**WHAT IS EXPECTED:** Locate the line that contains "# Create sync_gateway user" in the entries below, then repeat it and every following line through the line that contains "It seemed to", exactly, and no others.

**SUPPLIED MATERIAL:**

PR #236, opened 2016-01-18
Add ability to skip bucket flush when installing SG

tleyden:
This was needed to retest https://github.com/couchbase/sync_gateway/issues/1475

### DIFF
--- a/provision/ansible/playbooks/install-sync-gateway-package.yml
+++ b/provision/ansible/playbooks/install-sync-gateway-package.yml
@@ -36,6 +36,7 @@
 
   tasks:
   - include: tasks/flush-server-buckets.yml
+    when: (skip_bucketflush != 'true') and (skip_bucketflush != 'True')
 
 # Create sync_gateway user
 - hosts: sync_gateways
--- a/provision/ansible/playbooks/install-sync-gateway-source.yml
+++ b/provision/ansible/playbooks/install-sync-gateway-source.yml
@@ -35,6 +35,7 @@
 
   tasks:
   - include: tasks/flush-server-buckets.yml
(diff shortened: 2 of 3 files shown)


provision/ansible/playbooks/install-sync-gateway-package.yml
```diff
@@ -36,7 +36,8 @@
 
   tasks:
   - include: tasks/flush-server-buckets.yml
-
+    when: skip_bucketflush == "false"
+
```
sethrosetter: Should this be true?

sethrosetter: Does a python False get correctly converted to "false" here? Just double checking.

tleyden: That looks right to me .. it only flushes server buckets if *skipping* bucketflush is false.  

I agree though it's a bit confusing.  

These variations would be less confusing:

```
   tasks:
    - include: tasks/flush-server-buckets.yml		    
      unless: skip_bucketflush == "true"
```

```
   tasks:
    - include: tasks/flush-server-buckets.yml		    
      when: do_bucketflush == "true"
```

tleyden: > Does a python False get correctly converted to "false" here? Just double checking.

It seemed to in my testing.  To be honest I was confused on how to do this comparison .. I'll try to switch to compare against False (boolean) and see what happens

tleyden:
Test results:

https://gist.github.com/tleyden/7ffab1941425ff286426

New commit will be pushed soon

tleyden:
@sethrosetter should be ready to merge now.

**TASK RESPONSE:**
 # Create sync_gateway user
 - hosts: sync_gateways
--- a/provision/ansible/playbooks/install-sync-gateway-source.yml
+++ b/provision/ansible/playbooks/install-sync-gateway-source.yml
@@ -35,6 +35,7 @@
 
   tasks:
   - include: tasks/flush-server-buckets.yml
(diff shortened: 2 of 3 files shown)


provision/ansible/playbooks/install-sync-gateway-package.yml
```diff
@@ -36,7 +36,8 @@
 
   tasks:
   - include: tasks/flush-server-buckets.yml
-
+    when: skip_bucketflush == "false"
+
```
sethrosetter: Should this be true?

sethrosetter: Does a python False get correctly converted to "false" here? Just double checking.

tleyden: That looks right to me .. it only flushes server buckets if *skipping* bucketflush is false.  

I agree though it's a bit confusing.  

These variations would be less confusing:

```
   tasks:
    - include: tasks/flush-server-buckets.yml		    
      unless: skip_bucketflush == "true"
```

```
   tasks:
    - include: tasks/flush-server-buckets.yml		    
      when: do_bucketflush == "true"
```

tleyden: > Does a python False get correctly converted to "false" here? Just double checking.

It seemed to in my testing.  To be honest I was confused on how to do this comparison .. I'll try to switch to compare against False (boolean) and see what happens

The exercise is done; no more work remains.